Sasha blearily studied her forehead.
"Um, the RFID? When I burned out in the kitchen? There was a 'plank in the densing mechanism,' or something. I've got my docking station back at the car so I did a diagnostic, but I can never grok the report it prints out." She started to fuss through her purse. "I've got it right here."
"No, that's fine." Tara waved her hand. "I can't ever get anything out of those either."
"Ok." Remissioning without looking up, Sasha instead took a pack of Marlboros from her purse. She tapped out a cigarette and lit it. People these days didn't seem too worried about making it to old age. "You never have any problems with your chip?"
"Not really, not nearly as much. They make you get it but they still let you turn the power on it down, thank God, so I do, as much as I can."
"Yeah, I've got mine at seven. Which is pretty high. Thing is, you get some nice stuff, lots of access, but it snags up all the time, because it's cooking so hot."
Sasha sipped delicately from the Seagrams snorter she'd gotten from the cooler, the latest of her growing litter. She gave the tiny bottle a wiggle. "Chip's probably frying my brain but not as bad as this. Least, that's what they tell me." She took another sip. "You know, these are better warm."
They looked out at the night. Tara thought she'd let Sasha unspool a bit.

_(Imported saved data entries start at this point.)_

Issue #176, opened 2018-12-18
check hash of files from IPFS


astroseger:
We should check hash of files from IPFS. Otherwise we can be attacked if ipfs client is compromised.

raamb:
PR #182 addresses this issue

PR #182, opened 2019-01-03
check hash of files from IPFS (fix for issue #176)

Dinesh2521:
@astroseger @vsbogd @raamb @anandrgit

"So," Sasha unspooled, falling over the word as it left her, "you're almost twenty-two, right?"
"Yep."
"And you haven't gotten coded."
"Nope."
Sasha motorboated her lips, settling in her seat. "Why wouldn't someone get skincoded? That's kinda weird."
"'Cause I don't wanna blackjack."
"Well, you gotta blackjack. Doesn't everybody blackjack?"
"I dunno, maybe they'll make me. But for now they're not, and I'm not gonna do it if I don't have to."